EXERCISE DESCRIPTION: What you give must be exactly the lines of the material from the first through the line that contains "1. Create a", inclusive, and no others.

DATA FOR THE TASK:

Issue #1073, opened 2025-01-12
[BUG] LDAP search for attribute values will only match lowercased strings. Attribute values with any uppercase will never match.


broeng:
**Describe the bug**
When storing attribute values, the values are stored in the DB in the case they are given, serialized with serde. I think this is correct behaviour.

When an LDAP search for a specific attribute value is done, the value in the search filter will have been lowercased, before it is serialized with Serde, and used for lookup in the user_attributes table. This means the serialized value will never match a value that was not also stored in lowercase.

**To Reproduce**
1. Create a new custom user attribute, a string value ('sambaSID' in this example).
2. Assign a value with uppercase letters to this attribute for a user. ('S-1-5-21-2293260629-1257142175-1903762185-3202' in this example).
3. Search for this attribute and value with ldapsearch, with same casing. `ldapsearch ... '(&(objectclass=person)(sambaSID=S-1-5-21-2293260629-1257142175-1903762185-3202))'`
4. Observe no results returned.

**Expected behavior**
Expected to get user back, with the given attribute and value.

**Logs**
Query from LLDAP - observe how value is lowercased in filter expression:

> INFO     LDAP request [ 1.07ms | 5.46% / 100.00% ] session_id: 557bc751-8cee-46f8-ac2a-6db7b5921e4e
> DEBUG    ┝━ 🐛 [debug]:  | msg: LdapMsg { msgid: 2, op: SearchRequest(LdapSearchRequest { base: "dc=example,dc=com", scope: Subtree, aliases: Never, sizelimit: 0, timelimit: 0, typesonly: false, filter: And([Equality("objectclass", "person"), Equality("sambasid", "S-1-5-21-2293260629-1257142175-1903762185-3202")]), attrs: [] }), ctrl: [] }
> DEBUG    ┝━ do_search [ 1.01ms | 33.85% / 94.54% ]
> DEBUG    │  ┝━ 🐛 [debug]:  | request.base: "dc=apc,dc=dk" | scope: Global
> DEBUG    │  ┝━ get_user_list [ 336µs | 1.92% / 31.48% ]
> DEBUG    │  │  ┝━ 🐛 [debug]:  | filters: And([And([]), AttributeEquality(AttributeName(CaseInsensitiveString("sambasid")), Serialized("s-1-5-21-2293260629-1257142175-1903762185-3202"))])
[...]

PR #1074, opened 2025-01-12
server: include preserved case in user attribute value search (#1073)

broeng:
Extends the generated UserRequestFilter with an OR'ed clause for the attribute value in both it's original case and lowercased.

So, where the search was previously `(attr=LOWERCASE(value))` it is now basicly `(|(attr=LOWERCASE(value))(attr=value))`. This matters, because the DB search is case sensitive, so it was only possible to resolve attributes with lowercase values. Original behavior is still compatible.

The `value => value_lc` changes are just variable renaming. The `value` variable, was redefined as a lowercased version of the original `value` variable, and was therefore shadowing the original. As I need the original unmodified value, I thought it best to restore that, and avoid the shadowing.

Fixes issue #1073.

### DIFF
--- a/server/src/domain/ldap/group.rs
+++ b/server/src/domain/ldap/group.rs
@@ -154,12 +154,23 @@ fn get_group_attribute_equality_filter(
     is_list: bool,
     value: &str,
 ) -> GroupRequestFilter {
-    deserialize_attribute_value(&[value.to_owned()], typ, is_list)
-        .map(|v| GroupRequestFilter::AttributeEquality(field.clone(), v))
-        .unwrap_or_else(|e| {
+    let value_lc = value.to_ascii_lowercase();
+    let serialized_value = deserialize_attribute_value(&[value.to_owned()], typ, is_list);
+    let serialized_value_lc = deserialize_attribute_value(&[value_lc.to_owned()], typ, is_list);
+    match (serialized_value, serialized_value_lc) {
+        (Ok(v), Ok(v_lc)) => GroupRequestFilter::Or(vec![
+            GroupRequestFilter::AttributeEquality(field.clone(), v),
+            GroupRequestFilter::AttributeEquality(field.clone(), v_lc),
+        ]),
+        (Ok(_), Err(e)) => {
+            warn!("Invalid value for attribute {} (lowercased): {}", field, e);
+            GroupRequestFilter::from(false)
+        }
+        (Err(e), _) => {
             warn!("Invalid value for attribute {}: {}", field, e);
             GroupRequestFilter::from(false)
-        })
+        }
+    }
 }
 
 fn convert_group_filter(
@@ -171,24 +182,24 @@ fn convert_group_filter(
     match filter {
         LdapFilter::Equality(field, value) => {
             let field = AttributeName::from(field.as_str());
-            let value = value.to_ascii_lowercase();
+            let value_lc = value.to_ascii_lowercase();
             match map_group_field(&field, schema) {
-                GroupFieldType::GroupId => Ok(value
+                GroupFieldType::GroupId => Ok(value_lc
                     .parse::<i32>()
                     .map(|id| GroupRequestFilter::GroupId(GroupId(id)))
                     .unwrap_or_else(|_| {
-                        warn!("Given group id is not a valid integer: {}", value);
+                        warn!("Given group id is not a valid integer: {}", value_lc);
                         GroupRequestFilter::from(false)
                     })),
-                GroupFieldType::DisplayName => Ok(GroupRequestFilter::DisplayName(value.into())),
-                GroupFieldType::Uuid => Uuid::try_from(value.as_str())
+                GroupFieldType::DisplayName => Ok(GroupRequestFilter::DisplayName(value_lc.into())),
+                GroupFieldType::Uuid => Uuid::try_from(value_lc.as_str())
                     .map(GroupRequestFilter::Uuid)
                     .map_err(|e| LdapError {
                         code: LdapResultCode::Other,
                         message: format!("Invalid UUID: {:#}", e),
                     }),
                 GroupFieldType::Member => Ok(get_user_id_from_distinguished_name_or_plain_name(
-                    &value,
+                    &value_lc,
                     &ldap_info.base_dn,
                     &ldap_info.base_dn_str,
                 )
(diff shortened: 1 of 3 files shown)


broeng:
Formatting performed, and suggestion from clippy implemented.

nitnelave:
I'm not convinced this is the right way of doing things. Attribute names are in LDAP domain space, so it makes sense to have case insensitivity, but attribute values are in the  application domain space, and case sensitivity depends on the, well, case. E.g. if you store some base 64 string in there, a case insensitive match is not what you want. If you do want case insensitive matching, then you can store the lowercased version in the app code (or there are probably some unsupported extensions to support that, knowing LDAP).
I'm curious how other servers behave.

I agree that matching against the lowercase is wrong, but I disagree with the fix (if only because searching for the lowercased version will only help if the actual stored case is lowercase, so it's not a good case insensitive comparison). I propose to only match the case.

nitnelave (changes requested):
See above comment, just filing this as a proper review

broeng:
> I'm not convinced this is the right way of doing things. Attribute names are in LDAP domain space, so it makes sense to have case insensitivity, but attribute values are in the application domain space, and case sensitivity depends on the, well, case. E.g. if you store some base 64 string in there, a case insensitive match is not what you want. If you do want case insensitive matching, then you can store the lowercased version in the app code (or there are probably some unsupported extensions to support that, knowing LDAP). I'm curious how other servers behave.
> 
> I agree that matching against the lowercase is wrong, but I disagree with the fix (if only because searching for the lowercased version will only help if the actual stored case is lowercase, so it's not a good case insensitive comparison). I propose to only match the case.

I don't have a problem with that myself, so I'm perfectly fine to change that behaviour. But just to be absolutely certain, you are aware it's a breaking change? I only ask, because I suspect the renaming to `value_lc` to avoid variable shadowing, might give the opposite impression.

What I am adding in this PR, is case sensitive matching of the value -- not case insensitive matching. And the behavior prior to this was always searching for lowercase values.

nitnelave:
Right, it is technically a breaking change. Even your proposal is a breaking change itself, someone might be relying on the value not matching. 

There's one use case that can potentially break that I know of and would be uncomfortable with: dovecot/postfix search for mailAlias. They look up whether the target email address is in the mail alias. If the email was stored in the DB in lowercase (likely) and an email is sent to the uppercase address (possible), how does postfix search? Do they lowercase before searching? 
If they don't, then we'll go with your PR as formulated. Otherwise, we'll go with my proposal. 

It would be nice to know what OpenLDAP does, though.

broeng:
> Even your proposal is a breaking change itself, someone might be relying on the value not matching.

That's true, I find it a bit more unlikely though, but yes, someone might technically do that.

> There's one use case that can potentially break that I know of and would be uncomfortable with: dovecot/postfix search for mailAlias. They look up whether the target email address is in the mail alias. If the email was stored in the DB in lowercase (likely) and an email is sent to the uppercase address (possible), how does postfix search? Do they lowercase before searching? If they don't, then we'll go with your PR as formulated. Otherwise, we'll go with my proposal.
> 
> It would be nice to know what OpenLDAP does, though.

I can try to look up what postfix does.

But, when I tried to find an answer in the RFC's, initially, I had an impression that it's not uncommon to match case insensitively for values. Absent any actual matching rules, which make the desired matching more explicit in the query. I didn't find any definitive answer though.

Just to be sure I understand correctly, your proposal is to remove the old matching rule which lowercases the filter value before search, right?

broeng:
Postfix seems to be case sensitive, so no lowercasing prior to searching, based on these StackExchange posts:

[PostFix+Dovecot: Case Sensitive Email Address](https://serverfault.com/questions/969671/postfixdovecot-case-sensitive-email-address)

[Are email addresses case sensitive?](https://stackoverflow.com/questions/9807909/are-email-addresses-case-sensitive)

broeng:
I rebased the PR with main, by the way.

nitnelave:
Okay. In that case, let's go with the PR as currently implemented, preparing the ground for a fully case-insensitive matching later on.

server/src/domain/ldap/user.rs
```diff
@@ -174,12 +174,23 @@ fn get_user_attribute_equality_filter(
...
+        (Ok(v), Ok(v_lc)) => UserRequestFilter::Or(vec![
+            UserRequestFilter::AttributeEquality(field.clone(), v),
+            UserRequestFilter::AttributeEquality(field.clone(), v_lc),
+        ]),
+        (Err(e), _) => {
             warn!("Invalid value for attribute {}: {}", field, e);
             UserRequestFilter::from(false)
-        })
+        }
+        _ => {
```
nitnelave, line 189: Maybe, to be more explicit, match against `(Ok(_), Err(e))`

nitnelave (changes requested):
Can you do the same for group attributes?

broeng:
> Can you do the same for group attributes?

Done now. Had completely missed, that the same would need to be done for groups.

server/src/domain/ldap/group.rs
```diff
@@ -154,12 +154,30 @@ fn get_group_attribute_equality_filter(
...
-        .unwrap_or_else(|e| {
+    let value_lc = value.to_ascii_lowercase();
+    let serialized_value = deserialize_attribute_value(&[value.to_owned()], typ, is_list);
+    let serialized_value_lc = deserialize_attribute_value(&[value_lc.to_owned()], typ, is_list);
+    match (serialized_value, serialized_value_lc) {
+        (Ok(v), Ok(v_lc)) => GroupRequestFilter::Or(vec![
+            GroupRequestFilter::AttributeEquality(field.clone(), v),
+            GroupRequestFilter::AttributeEquality(field.clone(), v_lc),
+        ]),
+        (Err(e), Ok(_)) => {
```
nitnelave, line 165: I think we can still collapse the `(Err(e), _)` case. I just wanted to be explicit about the ok, err

nitnelave (approved):

server/src/domain/ldap/group.rs
broeng: Bit unsure what you mean. Remove the `(Err(e), Ok(_))` case, and let it be caught, by making the `(Err(e), Err(_))` into `(Err(e), _)` ?

broeng: Great, pushed :)

nitnelave (approved):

SOLUTION FOR THIS PROBLEM:
Issue #1073, opened 2025-01-12
[BUG] LDAP search for attribute values will only match lowercased strings. Attribute values with any uppercase will never match.


broeng:
**Describe the bug**
When storing attribute values, the values are stored in the DB in the case they are given, serialized with serde. I think this is correct behaviour.

When an LDAP search for a specific attribute value is done, the value in the search filter will have been lowercased, before it is serialized with Serde, and used for lookup in the user_attributes table. This means the serialized value will never match a value that was not also stored in lowercase.

**To Reproduce**
1. Create a new custom user attribute, a string value ('sambaSID' in this example).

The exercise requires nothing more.